Moscou a présenté mercredi la candidature d’un ancien banquier central tchèque à la tête du FMI, faisant ainsi entendre la voix des économies émergentes en défiant une règle non écrite selon laquelle ce choix revient à l’Union européenne.
La Russie a choisi Josef Tosovsky, responsable à la banque centrale de la Tchécoslovaquie à l’époque soviétique avant de prendre la tête de la banque centrale tchèque en 1993, comme concurrent à l’unique prétendant au poste de directeur général du Fonds monétaire international (FMI), l’ex-ministre français des Finances Dominique Strauss-Kahn.
«Dès que le processus de l’élection a été engagé, il est apparu clairement que la règle non écrite du candidat de l’Union européenne serait utilisée», a déploré le ministre russe des Finances Alexeï Koudrine.
«C’est injuste envers les autres grands pays du monde, y compris des membres du G8. Le choix devrait être fait de façon professionnelle», a ajouté le ministre, précisant que d’importantes économies émergentes comme le Brésil, l’Inde et la Chine «soutenaient l’idée d’une véritable élection».
La France a de son côté aussitôt affirmé mercredi que son candidat avait le soutien de l’Union européenne et d’un "très grand nombre" d’autres pays, dont la Chine.
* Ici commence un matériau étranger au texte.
PR #233, opened 2016-11-17
core/account: reuse control programs on rollback

jbowens:
If an action creates a control program but the build gets rolled back
due to an error elsewhere in the transaction, the control program is
safe to reuse. We can cache these control programs on the Manager and
reuse them in a future build call.


erykwalder:
LGTM

jbowens:
Closing in favor of #249.

PR #235, opened 2016-11-17
vendor/github.com/agl/ed25519: vendor latest ed25519

bobg:
Vendor github.com/agl/ed25519 at commit 278e1ec8e8a6e017cd07577924d6766039146ced of 30 Aug 2015.

In this version, `edwards25519` is no longer an "internal" subpackage, so we'll be able to move `chainkd` (and future crypto code) out from under `ed25519` and into its own subpackage of `chain/crypto`.


bobg:
PTAL

kr:
:eyes:

kr:
LGTM

PR #236, opened 2016-11-17
chain: update Readme intro

bobg:
Restoring these changes from a recent round of copy-editing that never reached completion.


bobg:
PTAL

bobg:
rebased

PR #241, opened 2016-11-18
all: add changelogs

dominic:


dominic:
PTAL @jeffomatic @tessr @ryandotsmith

PR #243, opened 2016-11-18
crypto: replace chain/crypto/ed25519 with github.com/agl/ed25519 and adapt

bobg:
Well, gee. When I vendored `github.com/agl/ed25519` in https://github.com/chain/chain/commit/397d824dc8b3b656500d7ba4f240e42eeac73678 I expected it to be a drop-in replacement for the version we had in `chain/crypto`, but it's not. This PR contains the changes needed to adapt to the new `ed25519`'s API.

The result is not an improvement, readability-wise, over what we had before, though it looks like type-safety is slightly enhanced. Our choices: stick with the old `ed25519`, or plough forward with this one, ideally abstracting common patterns into our own shim (which can precede or follow this PR).


kr:
Is this because we switched from https://godoc.org/golang.org/x/crypto/ed25519 (which is newer and closer to "official") to https://godoc.org/github.com/agl/ed25519? I don't feel super strongly about the interface changes; they seem like six of one vs half a dozen of the other.

I feel unqualified to comment on implementation quality. I'd defer to anyone with a strong opinion.

bobg:
> https://godoc.org/golang.org/x/crypto/ed25519 (which is newer and closer to "official")

I can no longer remember where the idea to switch to github.com/agl/ed25519 originated, but if golang.org/x/crypto/ed25519 is newer and more official, that's what we should stick with, for sure. (I just got excited when I saw a version of `edwards25519` that wasn't "internal.")

If there are no objections I'll close this PR and revert https://github.com/chain/chain/commit/397d824dc8b3b656500d7ba4f240e42eeac73678.

PR #244, opened 2016-11-18
core/txbuilder: refactor Build

jbowens:
Refactor txbuilder.Build and txbuilder.Action so that actions modify a shared txbuilder.TemplateBuilder instead of returning txbuilder.BuildResult. Some tests depend on actions orderings matching their corresponding inputs and outputs, so this removes the parallelism from building, at least for now.

This change has one API implication: ErrBadRefData will now correctly be returned as a part of the ErrAction multierror.

### DIFF
--- a/core/account/builder.go
+++ b/core/account/builder.go
@@ -37,7 +37,7 @@ type spendAction struct {
 	ClientToken   *string       `json:"client_token"`
 }
 
-func (a *spendAction) Build(ctx context.Context, maxTime time.Time) (*txbuilder.BuildResult, error) {
+func (a *spendAction) Build(ctx context.Context, maxTime time.Time, b *txbuilder.TemplateBuilder) error {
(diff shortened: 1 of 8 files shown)


jbowens:
Is this too crazy? My goal is to be able to insert all of a tx's control programs in a batch and only if the reservations succeed.

With this interface, the account package could store the information about what control programs to create on the TemplateBuilder using SetData and add OnBuild callbacks to actually create the control programs and corresponding outputs.

bobg:
An intermediate object type during `Build` calls - brilliant. This is exactly the missing ingredient from when Jeff and I were trying to figure out how to get the mintime/maxtime API right. (Banishing maxtime from the `Build` interface parameter list, and adding flexible mintime/maxtime logic to the builder object, should be a follow-up task.) Very nice! LGTM

PR #671, opened 2017-03-02
protocol: remove generator tx top sorting

erykwalder:
Previously, GenerateBlock would explicitly check if transactions were
top sorted, and if not would sort them. The pool of transactions already
maintains a good-enough top sorting of transactions, so this extra work
can be removed.

Additionally, the removed functions were incorrectly comparing output
ids and transaction ids.

This is 1.1-stable version of #662


bobg:
LGTM

Can we set up this branch to require code review, like `main` does?

PR #672, opened 2017-03-02
sdk/ruby: backport Ruby SDK 1.0.1 to 1.0-stable

jeffomatic:
This should contain all relevant changes when running the following command:

```
git diff cmd.cored-1.0.2...sdk.ruby-1.0.1 sdk/ruby
```


jeffomatic:
I'm going to declare bankruptcy on tracking pre-existing release tags on the 1.0-stable branch. Will replace this PR with one that updates 1.0-stable with all Ruby-related changes leading up to Ruby 1.0.2.

PR #677, opened 2017-03-02
protocol/bc: add SpendCommitment type

erykwalder:
Spend TxInputs need to contain all of the data necessary to reconstruct
output ids in order to spend them. Performing the hashing during
validation gives us cryptographic integrity that the spent output data
is correct.

In order to preserve this data, the mapping process was updated to
return additional information which is stored in the account_utxos
table. This data is then populated in a SpendCommitment type on the
TxInput structs.

1.1-stable version of #665

### DIFF
--- a/core/account/indexer.go
+++ b/core/account/indexer.go
@@ -235,6 +235,7 @@ func (m *Manager) upsertConfirmedAccountOutputs(ctx context.Context, outs []*acc
 		SELECT unnest($1::bytea[]), unnest($2::bigint[]), unnest($3::bytea[]), unnest($4::bytea[]),  unnest($5::bigint[]),
 			   unnest($6::text[]), unnest($7::bigint[]), unnest($8::bytea[]), $9,
 				 unnest($10::bytea[]), unnest($11::bigint[]), unnest($12::bytea[])
+		ON CONFLICT (tx_hash, index) DO NOTHING;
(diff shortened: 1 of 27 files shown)


core/account/indexer.go
```diff
@@ -216,14 +224,17 @@ func (m *Manager) upsertConfirmedAccountOutputs(ctx context.Context, outs []*acc
...
+		refData = append(refData, out.refData[:])
 	}
 
 	const q = `
 		INSERT INTO account_utxos (tx_hash, index, output_id, asset_id, amount, account_id, control_program_index,
-			control_program, confirmed_in)
+			control_program, confirmed_in, source_id, source_pos, ref_data_hash)
 		SELECT unnest($1::bytea[]), unnest($2::bigint[]), unnest($3::bytea[]), unnest($4::bytea[]),  unnest($5::bigint[]),
-			   unnest($6::text[]), unnest($7::bigint[]), unnest($8::bytea[]), $9
-		ON CONFLICT (tx_hash, index) DO NOTHING
```
bobg: Why did we lose the `ON CONFLICT` clause? It's still present in https://github.com/chain/chain/pull/665

erykwalder: Added below

bobg:
LGTM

Aux termes d’une règle non écrite, l’Europe désigne le directeur général du FMI tandis que les Etats-Unis choisissent le président de la Banque mondiale.
Le choix européen s’est fixé cette fois sur M. Strauss-Kahn, seul candidat déclaré jusqu’alors pour remplacer l’Espagnol Rodrigo Rato qui a annoncé sa démission et va quitter ses fonctions à la fin octobre.
Le "G24", qui regroupe les principaux pays en développement, avait rappelé en juillet ses réserves sur la nomination d’un directeur général du FMI qui serait uniquement choisi par les pays européens.
«La Russie a donné un nouvel élan à cette élection qui se fera à présent sur des bases de concurrence», a lancé M. Koudrine devant les journalistes.
M. Tosovsky, 56 ans, a notamment occupé le poste de gouverneur de la Banque nationale tchèque (CNB) entre janvier 1993 et décembre 1997 puis entre juillet 1998 et novembre 2000, et le poste de chef de gouvernement entre décembre 1997 et juillet 1998.
Depuis décembre 2000, il dirige l’Institut pour la stabilité financière de la banque des règlements internationaux à Bâle (Suisse).
«Je pense que c’est la suite de pressions similaires de la part de la Chine ou de l’Inde», a commenté l’économiste en chef de la société d’investissement Renaissance Capital à Moscou, qui y voit «une tendance à long terme».